■ Goal of the exercise ■
Within the material below, how many lines carry the word "rather"? Answer with a single number.

■ Data records ■
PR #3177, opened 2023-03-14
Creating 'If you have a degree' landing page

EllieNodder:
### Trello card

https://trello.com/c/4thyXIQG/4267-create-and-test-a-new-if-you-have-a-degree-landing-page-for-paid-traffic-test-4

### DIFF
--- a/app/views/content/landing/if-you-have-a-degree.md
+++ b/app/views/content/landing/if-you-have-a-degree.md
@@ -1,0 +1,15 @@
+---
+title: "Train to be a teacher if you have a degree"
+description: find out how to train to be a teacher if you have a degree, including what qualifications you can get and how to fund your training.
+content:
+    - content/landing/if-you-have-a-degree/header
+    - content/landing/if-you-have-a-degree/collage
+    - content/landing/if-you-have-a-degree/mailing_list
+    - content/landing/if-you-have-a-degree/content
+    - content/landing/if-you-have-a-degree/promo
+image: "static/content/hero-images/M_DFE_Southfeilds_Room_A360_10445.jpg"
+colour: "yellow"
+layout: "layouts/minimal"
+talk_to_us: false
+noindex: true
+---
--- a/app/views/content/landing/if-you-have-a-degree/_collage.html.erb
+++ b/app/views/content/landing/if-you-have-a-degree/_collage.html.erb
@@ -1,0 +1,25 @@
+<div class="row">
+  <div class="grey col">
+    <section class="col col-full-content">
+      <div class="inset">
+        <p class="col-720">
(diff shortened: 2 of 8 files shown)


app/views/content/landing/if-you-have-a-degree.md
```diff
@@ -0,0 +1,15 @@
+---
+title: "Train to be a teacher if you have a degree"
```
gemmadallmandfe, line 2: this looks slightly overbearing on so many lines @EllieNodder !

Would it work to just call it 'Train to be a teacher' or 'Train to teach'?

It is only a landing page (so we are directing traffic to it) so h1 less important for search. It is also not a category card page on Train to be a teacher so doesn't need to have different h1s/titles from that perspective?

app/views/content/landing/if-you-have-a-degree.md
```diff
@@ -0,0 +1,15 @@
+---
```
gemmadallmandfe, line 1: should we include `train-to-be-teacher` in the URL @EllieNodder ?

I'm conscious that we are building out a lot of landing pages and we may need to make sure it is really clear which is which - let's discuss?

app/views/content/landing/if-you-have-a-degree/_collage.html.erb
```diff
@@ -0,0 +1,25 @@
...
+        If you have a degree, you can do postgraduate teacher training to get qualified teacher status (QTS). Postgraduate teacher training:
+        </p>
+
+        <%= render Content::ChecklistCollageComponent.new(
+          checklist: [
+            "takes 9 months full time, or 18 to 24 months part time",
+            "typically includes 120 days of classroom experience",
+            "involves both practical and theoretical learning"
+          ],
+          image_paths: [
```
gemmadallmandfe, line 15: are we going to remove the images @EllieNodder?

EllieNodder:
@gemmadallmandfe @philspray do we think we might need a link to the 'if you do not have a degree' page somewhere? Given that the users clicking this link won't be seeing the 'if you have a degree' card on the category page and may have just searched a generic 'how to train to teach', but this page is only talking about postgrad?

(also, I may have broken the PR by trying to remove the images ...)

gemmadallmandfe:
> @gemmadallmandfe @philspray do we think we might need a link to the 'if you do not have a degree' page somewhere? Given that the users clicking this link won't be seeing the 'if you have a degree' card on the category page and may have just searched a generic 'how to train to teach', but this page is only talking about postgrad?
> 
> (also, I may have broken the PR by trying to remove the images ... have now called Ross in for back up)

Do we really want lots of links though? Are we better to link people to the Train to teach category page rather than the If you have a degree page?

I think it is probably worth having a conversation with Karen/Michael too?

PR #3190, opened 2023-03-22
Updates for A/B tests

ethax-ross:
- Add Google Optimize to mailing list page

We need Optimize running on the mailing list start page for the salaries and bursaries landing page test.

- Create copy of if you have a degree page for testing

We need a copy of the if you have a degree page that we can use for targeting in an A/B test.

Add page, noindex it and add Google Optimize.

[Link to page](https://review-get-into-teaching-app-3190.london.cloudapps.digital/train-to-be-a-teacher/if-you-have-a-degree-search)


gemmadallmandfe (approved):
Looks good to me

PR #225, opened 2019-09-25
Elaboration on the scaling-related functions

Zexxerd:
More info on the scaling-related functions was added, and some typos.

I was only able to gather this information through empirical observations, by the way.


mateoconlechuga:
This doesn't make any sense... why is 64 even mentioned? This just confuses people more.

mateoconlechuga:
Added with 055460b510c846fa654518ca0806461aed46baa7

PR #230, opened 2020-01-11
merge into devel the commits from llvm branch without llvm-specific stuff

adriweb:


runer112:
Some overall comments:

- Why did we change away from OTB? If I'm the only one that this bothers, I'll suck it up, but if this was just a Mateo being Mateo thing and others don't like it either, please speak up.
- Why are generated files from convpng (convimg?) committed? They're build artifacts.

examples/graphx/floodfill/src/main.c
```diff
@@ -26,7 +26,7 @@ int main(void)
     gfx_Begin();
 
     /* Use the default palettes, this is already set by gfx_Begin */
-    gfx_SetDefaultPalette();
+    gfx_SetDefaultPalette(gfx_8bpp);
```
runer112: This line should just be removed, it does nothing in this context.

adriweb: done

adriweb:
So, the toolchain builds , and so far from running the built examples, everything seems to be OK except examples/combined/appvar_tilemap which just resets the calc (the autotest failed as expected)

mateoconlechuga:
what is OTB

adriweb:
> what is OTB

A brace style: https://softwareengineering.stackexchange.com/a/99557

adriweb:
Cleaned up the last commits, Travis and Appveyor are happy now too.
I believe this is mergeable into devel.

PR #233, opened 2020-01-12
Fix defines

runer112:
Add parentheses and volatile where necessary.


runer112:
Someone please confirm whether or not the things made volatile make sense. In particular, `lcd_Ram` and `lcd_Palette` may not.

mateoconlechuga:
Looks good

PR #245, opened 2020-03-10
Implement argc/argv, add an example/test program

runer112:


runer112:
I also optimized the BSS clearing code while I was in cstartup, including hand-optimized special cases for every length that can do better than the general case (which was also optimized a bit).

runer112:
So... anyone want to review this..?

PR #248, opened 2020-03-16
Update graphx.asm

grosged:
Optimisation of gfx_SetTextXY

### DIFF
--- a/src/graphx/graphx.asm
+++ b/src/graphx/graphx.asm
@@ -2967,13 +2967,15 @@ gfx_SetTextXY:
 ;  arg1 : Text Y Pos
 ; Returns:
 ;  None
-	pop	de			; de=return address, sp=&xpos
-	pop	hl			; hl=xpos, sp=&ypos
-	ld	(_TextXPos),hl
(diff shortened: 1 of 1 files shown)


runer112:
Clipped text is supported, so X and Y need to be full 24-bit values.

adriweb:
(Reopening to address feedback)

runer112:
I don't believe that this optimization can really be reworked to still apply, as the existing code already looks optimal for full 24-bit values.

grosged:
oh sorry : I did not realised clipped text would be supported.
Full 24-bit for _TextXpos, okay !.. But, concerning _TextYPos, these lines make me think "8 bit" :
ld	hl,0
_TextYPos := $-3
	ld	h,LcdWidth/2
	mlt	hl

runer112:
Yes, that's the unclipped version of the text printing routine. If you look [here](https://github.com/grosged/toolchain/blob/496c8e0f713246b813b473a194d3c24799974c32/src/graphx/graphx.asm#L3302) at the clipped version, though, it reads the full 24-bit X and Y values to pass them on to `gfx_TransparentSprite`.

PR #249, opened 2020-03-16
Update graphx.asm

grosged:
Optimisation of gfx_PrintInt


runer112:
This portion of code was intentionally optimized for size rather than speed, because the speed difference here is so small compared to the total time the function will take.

■ Problem solution ■
2